Carne in scatola

Valutato 4.33 su 5 su base di 6 recensioni
(6 recensioni dei clienti)

11.00

L’ultima fatica del nostro Stefano Coali ci offre una carrellata di brevi racconti, ma non per questo meno carichi di significato ed esperienza. Racconti scritti in maniera scorrevole, senza fronzoli, ma realistici, come una sequenza di scatti fotografici fatti alla realtà brasiliana nordestina, in particolare quella dell’affascinante città di Fortaleza, che a differenza del sud del Paese, ha conservato un sapore spiccatamente brasiliano e meno europeo. Storie di vita vissuta in presa diretta, raccontate con un approccio squisitamente realistico, senza volontà di aggiungere il superfluo e offrendo così al lettore la possibilità di catapultarsi con la mente seduta stante nella realtà di un paese misterioso, per certi tratti primordiale e affascinantemente contraddittorio…. Il lettore troverà una variegata commistione di temi trattati, ma senza confusione, con fredda e razionale capacità descrittiva, non senza una punta di passione. Streghe e riti ancestrali, volti a modificare gli eventi e la vita altrui, tutt’oggi presenti in Brasile. Riti inquietanti ma affascinanti al tempo stesso, complice la superstizione di un popolo tanto scaltro quanto ingenuo. La capacità poi di dirimere controversie acute senza scendere nella tragedia, con semplicità e pragmatismo, che sembra tuttavia mal convivere con una spiccata tendenza a gestire gli eventi secondo le leggi della giungla, ben evidenziate nelle faide delle favelas, che portano dolore e sofferenza, ma che tradiscono quella natura umana precedente allo stato di diritto. Una polizia non sempre accondiscendente che colpisce senza mezzi termini anche colui al quale poteva essere data possibilità di parola, complice il clima caldo e teso della società brasiliana, soprattutto di quella povera. Una polizia che non può permettere di perdere il suo statuto di tutrice dell’ordine costituito. Poi si passa agli spensierati racconti di personaggi quasi folcloristici, delle sagome e delle macchiette che vivono dell’attenzione altrui.
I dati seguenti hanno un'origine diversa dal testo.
PR #248, opened 2022-02-18
Add notification example snap

FrederikBolding:


packages/examples/examples/notifications/snap.config.json
```diff
@@ -0,0 +1,3 @@
+{
```
ritave, line 1: Use snap.config.js files instead of deprecated .json

ritave (changes requested):

packages/examples/examples/notifications/snap.config.json
FrederikBolding: Ah, yes. Good point!

hmalik88 (approved):

ritave (approved):

PR #249, opened 2022-02-18
Default to verboseErrors

rekmarks:
This PR changes the default value of `verbosErrors` to `true`, under the assumption that we should surface as much information to the user as possible by default.

### DIFF
--- a/packages/snaps-cli/src/builders.ts
+++ b/packages/snaps-cli/src/builders.ts
@@ -150,7 +150,7 @@ const builders: SnapsCliBuilders = {
     type: 'boolean',
     describe: 'Display original errors',
     demandOption: false,
-    default: false,
+    default: true,
   },
 
   writeManifest: {


FrederikBolding (dismissed):

packages/snaps-cli/src/utils/misc.ts
```diff
@@ -43,14 +43,38 @@ export function setSnapGlobals(argv: Arguments) {
...
+ *
+ * @param value - The value to convert to a boolean.
+ * @return `true` if the value is the string `"true"`, `false` if it is the
+ * string `"false"`, the value if it is already a boolean, or an error
+ * otherwise.
+ */
+export function booleanStringToBoolean(value: unknown): boolean {
+  if (typeof value === 'boolean') {
+    return value;
+  } else if (value === 'true') {
```
ritave, line 67: might as well uppercase everything

packages/snaps-cli/src/utils/misc.ts
```diff
@@ -43,14 +43,38 @@ export function setSnapGlobals(argv: Arguments) {
   }
 
   if (Object.prototype.hasOwnProperty.call(argv, 'verboseErrors')) {
-    global.snaps.verboseErrors = Boolean(argv.verboseErrors);
+    global.snaps.verboseErrors = booleanStringToBoolean(argv.verboseErrors);
```
ritave, line 46: Doesn't yargs convert to boolean anyways?

rekmarks: Hm, you're right. However, we call this in a middleware that runs before yargs's validation, but after parsing. I'm not sure if yargs will error during parsing or validation if a boolean argument is not the string "true" or "false". If it does error during parsing, then the "bug" exists only in our tests. I should probably verify that before we merge this PR. :thinking:

FrederikBolding: Other than that, this code looks good!

FrederikBolding (approved):

packages/snaps-cli/src/utils/misc.ts
rekmarks: Conventionally, `snaps-cli` expects lowercase arguments, although we could perhaps normalize casing in a separate PR.

rekmarks:
Ah, well I guess it's OK either way.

Alcuni innocui, altri furibondi e provocatori di risse in bar e ristoranti. Ragazze affascinanti e misteriose, alcune di buona famiglia, che cercano il divertissement, la trasgressione nei coetanei più poveri, per vivere la vita come un film, ma pagandone a loro volta le conseguenze… Preconcetti europei e idee artefatte di una terra che si può comprendere solo immergendosi al suo interno e facendosi da essa divorare. Questo, e non solo questo, è il Brasile

6 recensioni per Carne in scatola

  1. Valutato 4 su 5

    Gianni da Fortaleza

    Bella carrellata di racconti, sorprendenti.

  2. Valutato 4 su 5

    Mauro

    L inesauribile quantità di racconti e aneddoti del Brasile di Coali è sfociata nell’ultimo libro pieno di vita vera e cruda della maggioranza della popolazione brasiliana. Buona lettura per chi già conosce l’autore e per chi è alla prima esperienza.

  3. Valutato 5 su 5

    Giancarlo da Torino

    Ho avuto modo di leggere l’opera di Stefano Coali su indicazione di un nostro comune amico… Dà la dimensione fotografica della realtà brasiliana, senza fronzoli… uno scatto realistico, agile e asciutto che può essere d’aiuto a chi il Brasile lo voglia conoscere sul campo e non solo in cartolina….

  4. Valutato 4 su 5

    Lodovico Ellena

    Leggo sempre con piacere i libri di Coali, generalmente quando viaggio. E per me – per nulla appassionato di Brasile – sono sempre momenti di scoperta sorprendente: un po’ per lo stile e un po’ per le storie spesso davvero molto vive e crude. Consigliato tanto a chi ama il Brasile quanto a chi no. Per questi ultimi una splendida occasione per vederlo molto bene da vicino, senza censure o comode facciate…

  5. Valutato 5 su 5

    matteo

    Ottimo,consiglio la lettura a tutti,specialmente il capitolo andrea una mula fiorentina………….bellissimo

  6. Valutato 4 su 5

    Fede

    Leggendo questo libro mi è venuto naturale accostarlo al primo capitolo de “L’Autunno del Medioevo” di Huizinga, laddove si legge di quando ancora il nostro Occidente era giovane e ai toni crudi della vita faceva riscontro quel piacere di vivere fatto di cose semplici ed essenziali.